PR #321, opened 2024-09-30
Pne 6240 optimize shapley

mVenetos97:
Optimizing Shapley calculations to run faster. Two main changes:

`BaggedModel.scala`:
The `.shapley.` method in `BaggedModel` is calling `.shapley` on each model in the ensemble and then summing the results. This approach is optimized by:
- parallelizing (`par`) Shapley calculation for each model.
- Simplify the reduction step by directly adding matrices instead of using a separate reducer function.
- Avoid creating intermediate `Option` objects during reduction.

`ModelNode.scala`
Small optimizations:
- Precompute `hotPortion` and `coldPortion` in InternalModelNode to avoid repeated calculation.

These two changes brought the time from ~30s down to ~7s for a dataset of 100 points. (tested locally)


src/main/scala/io/citrine/lolo/bags/BaggedModel.scala
```diff
@@ -14,18 +14,19 @@ trait BaggedModel[+T] extends Model[T] {
   override def transform(inputs: Seq[Vector[Any]]): BaggedPrediction[T]
 
   override def shapley(input: Vector[Any], omitFeatures: Set[Int] = Set()): Option[DenseMatrix[Double]] = {
-    val ensembleShapley = ensembleModels.map(model => model.shapley(input, omitFeatures))
-    if (ensembleShapley.head.isEmpty) {
+    val ensembleShapley: Seq[Option[DenseMatrix[Double]]] = ensembleModels.par.map(_.shapley(input, omitFeatures)).seq
```
mVenetos97, line 17: parallelizing (par) Shapley calculation for each model.

src/main/scala/io/citrine/lolo/bags/BaggedModel.scala
```diff
@@ -14,18 +14,19 @@ trait BaggedModel[+T] extends Model[T] {
...
     } else {
-      assert(ensembleShapley.forall(x => x.isDefined))
-
-      def sumReducer(a: Option[DenseMatrix[Double]], b: Option[DenseMatrix[Double]]): Option[DenseMatrix[Double]] = {
-        Some(a.get + b.get)
+      val validMatrices: Seq[DenseMatrix[Double]] = ensembleShapley.flatten
+      if (validMatrices.isEmpty) {
+        None
+      } else {
+        val sumMatrix: DenseMatrix[Double] = validMatrices.reduce(_ + _)
```
mVenetos97, line 26: Simplify the reduction step by directly adding matrices instead of using a separate reducer function.

src/main/scala/io/citrine/lolo/bags/BaggedModel.scala
```diff
@@ -14,18 +14,19 @@ trait BaggedModel[+T] extends Model[T] {
...
+        val scale = 1.0 / ensembleModels.length
+        Some(scale * sumMatrix)
```
mVenetos97, line 28: Avoid creating intermediate Option objects during reduction.

src/main/scala/io/citrine/lolo/trees/ModelNode.scala
```diff
@@ -101,27 +104,16 @@ case class InternalModelNode[+T](
...
-    } else {
-      (right, left)
-    }
-
     // If the feature is omitted or unknown, then the weight assigned to each child is taken
     // as the share of the training data that got split into each child
-    val hotPortion = hot.trainingWeight / trainingWeight
-    val coldPortion = cold.trainingWeight / trainingWeight
+    val (hot, cold) = if (goLeft) (left, right) else (right, left)
+    val (hotPortion, coldPortion) = if (goLeft) (leftPortion, rightPortion) else (rightPortion, leftPortion)
```
mVenetos97, line 112: condensing the previous code which figured out the hot and cold paths then computed the Portions. Now we compute portions once and assign when necessary.

anoto-moniz (approved):
This looks great to me!

PR #325, opened 2024-10-28
Pne 6240 add transient decorator to shapley

mVenetos97:
This change adds a `@transient lazy private val` decorator to the `leftPortion` and `rightPortion` in `ModelNode`. This keeps us from serializing the portions which will break SerDe


StevenKauwe (approved):
lgtm

PR #328, opened 2025-02-07
pne-6628/fix-pypi-deploy

mVenetos97:
Adding an sbt installation so we can build lolo so that lolopy has the necessary jar files


kroenlein (approved):
LGTM

PR #1823, opened 2018-12-02
Stable webpacker 4.0 release

gauravtiwari:
This PR is final PR to finish up some remaining bits and release Webpacker 4.x. 

Apologies it took us a while but looks like Webpacker is now in a great shape. Thanks, everyone for chipping in and making things better. 

Things I would like to finish and ship: 

- [ ] Integrity hashes for assets - https://github.com/rails/webpacker/issues/323 (currently working)
- [x] New split chunks API
- [x] New file loader option for adding static extensions
- [x] Basic node modules compilation apart from app code
- [ ] CDN support - https://github.com/rails/webpacker/issues/1084 Perhaps someone can help with this one?
- [ ] Engines support - there are two pending PRs https://github.com/rails/webpacker/pull/1808 and https://github.com/rails/webpacker/pull/1694

PR #1825, opened 2018-12-02
Exclude Rails 4.2 + ruby-head build

y-yagi:
Rails 4.2 is using `BigDecimal.new`. But `BigDecimal.new` was removed.
Ref: https://github.com/ruby/bigdecimal/commit/d73eca27de842928dd7f4480d7d6e435f50c9bc2

This causes the build of Rails 4.2 + ruby-head to fail.
https://travis-ci.org/rails/webpacker/jobs/462579174#L1292

Let's exclude this in order to keep the build state clean.

### DIFF
--- a/.travis.yml
+++ b/.travis.yml
@@ -36,3 +36,5 @@ matrix:
   exclude:
     - rvm: 2.3.8
       gemfile: gemfiles/Gemfile-rails-edge
+    - rvm: ruby-head
+      gemfile: gemfiles/Gemfile-rails.4.2.x


gauravtiwari:
Yep, lets done that already in #1823 but let's merge this one 🙏

mrkn:
I decided to revert removing BigDecimal.new for the next version of bigdecimal.
Anyway, I think you can stick the version of bigdecimal to `1.3.5`.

========

Could you tally the lines in the data that contain the string "validMatrices" and answer with the number alone?

3